Computer can learn from a given data set that we already know our outputs are. There is a relation(model) between the input and the output.

Regression

To predict result within a continuous output.
Classification

To predict result in a discrete output.

Unsupervised learning

Computer can solve the problem with little or no idea what our results are.

Clustering

Make clusters having similar characters.

Reinforcement learning

Computer can learn from the experience. From the reward, computer can recognize and decide the best action to get the best reward in current environment.

Linear regression

In statistics, linear regression is n approach for modeling the relationship between a scalar dependent variable y and one or more explanatory variables(or independent variables) denoted $X$. - Wikipedia

Simply, linear regression predicts a real-valued output based on an input value.

trivial model

\[l_0 = y + \beta(noise) \\ (US)(V^Tl) = y+\beta \\ T_\alpha l_\alpha ≈ y \\\]

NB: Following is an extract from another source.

PR #2320, opened 2024-08-08
Specify coverpkg to include every package

kislaykishore:
Without coverpkg being set, the coverage computed for a given test is limited to its own package alone and doesn't include the code from other packages that were involved. Setting coverpkg to ./... includes that coverage as well.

Linear regression with one variable

A very simple regression form. $y = x_0+ax_1$

Cost function

The cost function is a function to get the value that the estimated value is how far from the real value.

To minimize the cost function we should choose proper $\theta_0,\theta_1$ so that $h_\theta(x)$ is close to y for our training.

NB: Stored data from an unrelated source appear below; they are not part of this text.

PR #2326, opened 2024-08-09
Update troubleshoot for kernel-list-cache ttl behavior with empty-dir.

raj-prince:
Updating troubleshoot doc for kernel-list-cache ttl behavior with empty-dir.

NA

### Testing details
1. Manual - NA
2. Unit tests - NA
3. Integration tests - NA


docs/troubleshooting.md
```diff
@@ -3,28 +3,29 @@
...
...                                                                                                                                                                                                                                                                                                                              | In case a new file is added to the empty directory remotely, outside of the mount, the client will not be able to see the new file in listing even if ttl is expired.<br></br>You need to create a new file/directory from the mount to see the newly added remote files.                                                                                                                                                                                                                                                                                                                                                                                                                                                                                                                                                                                                                                      |
```
ashmeenkaur, line 31: Shall we add that kernel list cache should only be used for read only workloads?

PR #2327, opened 2024-08-09
[CLI-Config Parity Cleanup] Remove duplicate code

ashmeenkaur:
### Description
This PR cleans up separate override methods for configs as this is already done in legacy_param_mapper.go:
https://github.com/GoogleCloudPlatform/gcsfuse/blob/2051a7db5a3cf7f253d47ae4ffa601255b48beaf/cmd/legacy_param_mapper.go#L150
And tested here:
https://github.com/GoogleCloudPlatform/gcsfuse/blob/2051a7db5a3cf7f253d47ae4ffa601255b48beaf/cmd/legacy_param_mapper_test.go#L318

NA

### Testing details
1. Manual - NA
2. Unit tests - NA


kislaykishore:
As discussed offline, this is a breaking change. We need to migrate those three params before we can perform the cleanup here.

kislaykishore (changes requested):
As discussed offline, this is a breaking change. We need to migrate those three params before we can perform the cleanup here.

$hypothesis: h_\theta(x) = \theta_0 + \theta_1x$ $m=training\ set\ size$

Minimize the Cost function:

\[\min_{\theta_0,\theta_1}\ J(\theta _0,\theta _1) = \frac{1}{2m}\sum_{i=1}^m(h_\theta(x_{i}) - y_{i})^2\]

Parameter learning

Gradient descent

It is an algorithm to find the minimized value of cost function.

Update the parameters until convergence,

First Initialize parameters $\theta_0,\theta_1$.

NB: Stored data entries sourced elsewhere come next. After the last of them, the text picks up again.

PR #2346, opened 2024-08-13
Create a new inode for a folder if it is deleted/rename and then recreated

Tulsishah:
### Description
When creating inodes for new objects, we verify if an inode with the same name already exists. If it does, the system compares the generation and metageneration values. If these values don't match, a new inode is created instead of reusing an existing one.

However, for folders, which are identified solely by their name, the same inode was being reused even when a new folder was created after deleting the old one. This led to inconsistencies in the inode sequence.

We encountered this scenario while running end-to-end tests on the local-file package. One test was failing due to a previous test, as both tests were using the same directory for their operations.

Scenario:
```
Create a folder named "dir"
Create a local file named "dir/file1.txt"
Remove the "dir" directory.
Create the "dir" directory again.
Unable to create files or directories within "dir" because the system reuses the same inode instead of creating a new one, leading to an inconsistent kernel sequence.
```

NA

### Testing details
1. Manual - Tested
2. Unit tests - Done
3. Integration tests - Done


internal/fs/inode/dir.go
```diff
@@ -210,6 +215,10 @@ type dirInode struct {
 	// enabled.
 	prevDirListingTimeStamp time.Time
 	isHNSEnabled            bool
+
+	// Represents if folder has been unlinked in hierarchical bucket. This is not getting used in
+	// non-hierarchical bucket.
+	unlink bool
```
vadlakondaswetha, line 221: unlink is a verb. you need a variable to specify the state. Rename it to unlinked. Look at file.go.

internal/fs/hns_bucket_test.go
```diff
@@ -48,8 +48,13 @@ var expectedFooDirEntries = []dirEntry{
 func TestHNSBucketTests(t *testing.T) { suite.Run(t, new(HNSBucketTests)) }
 
 func (t *HNSBucketTests) SetupSuite() {
-	t.serverCfg.NewConfig = &cfg.Config{EnableHns: true}
 	t.serverCfg.ImplicitDirectories = false
+	t.serverCfg.NewConfig = &cfg.Config{
+		Write: cfg.WriteConfig{
+			CreateEmptyFile: false,
```
vadlakondaswetha, line 54: isn;t this false by default?

internal/fs/hns_bucket_test.go
```diff
@@ -253,3 +269,58 @@ func (t *HNSBucketTests) TestRenameFolderWithOpenGCSFile() {
...
 	assert.False(t.T(), dirEntries[0].IsDir())
 }
+
+func (t *HNSBucketTests) TestCreateDirectoryWithSameNameAfterRename() {
+	oldDirPath := path.Join(mntDir, "foo")
+	_, err = os.Stat(oldDirPath)
+	require.NoError(t.T(), err)
+	newDirPath := path.Join(mntDir, "foo_rename")
+	err = os.Rename(oldDirPath, newDirPath)
+	require.NoError(t.T(), err)
```
vadlakondaswetha, line 279: Can you add some comments in between. Its difficult what operations are being done.

internal/fs/hns_bucket_test.go
```diff
@@ -253,3 +269,58 @@ func (t *HNSBucketTests) TestRenameFolderWithOpenGCSFile() {
...
+	assert.NoError(t.T(), err)
+	assert.Equal(t.T(), 0, len(dirEntries))
+}
+
+func (t *HNSBucketTests) TestCreateLocalFileInSamePathAfterDeletingParentDirectory() {
+	dirPath := path.Join(mntDir, "foo", "test2")
+	filePath := path.Join(dirPath, "test.txt")
+	f1, err := os.Create(filePath)
+	defer require.NoError(t.T(), f1.Close())
+	require.NoError(t.T(), err)
```
vadlakondaswetha, line 312: same here.

internal/fs/inode/base_dir.go
```diff
@@ -250,3 +251,10 @@ func (d *baseDirInode) RenameFolder(ctx context.Context, folderName string, dest
 	err = fuse.ENOSYS
 	return
 }
+
+func (d *baseDirInode) IsUnlink() bool {
```
vadlakondaswetha, line 255: can you add comments here that these are not supported on base_dir

internal/fs/inode/dir_test.go
```diff
@@ -1378,7 +1378,7 @@ func (t *DirTest) DeleteChildFile_TypeCaching() {
 func (t *DirTest) DeleteChildDir_DoesntExist() {
 	const name = "qux"
 
-	err := t.in.DeleteChildDir(t.ctx, name, false)
+	err := t.in.DeleteChildDir(t.ctx, name, false, t.in)
```
vadlakondaswetha, line 1381: is the last parameter correct?. t.in is the pareent and you need to pass child to DeleteChildDir()

Tulsishah: Thanks for catch. Fixed

internal/fs/hns_bucket_test.go
Tulsishah: I thought showing it explicitly makes code more readable.

vadlakondaswetha (approved):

\[\theta _0 := \theta _0 - \alpha\frac{1}{m}\sum_{i=1}^m (h_\theta(x^{(i)}) - y^{(i)})\\ \theta_1 := \theta_1 - \alpha\frac{1}{m}\sum_{i=1}^m ((h_\theta(x^{(i)}) - y^{(i)})x^{(i)})\\ (\alpha = learning\ rate)\]

If $\alpha$ is too small slow convergence
If $\alpha$ is too large $J(\theta)$ may not decrease and converge

Choose sufficiently small $\alpha$

In the case the function is not convex function that don’t have local optimize,The result might be local optimized value.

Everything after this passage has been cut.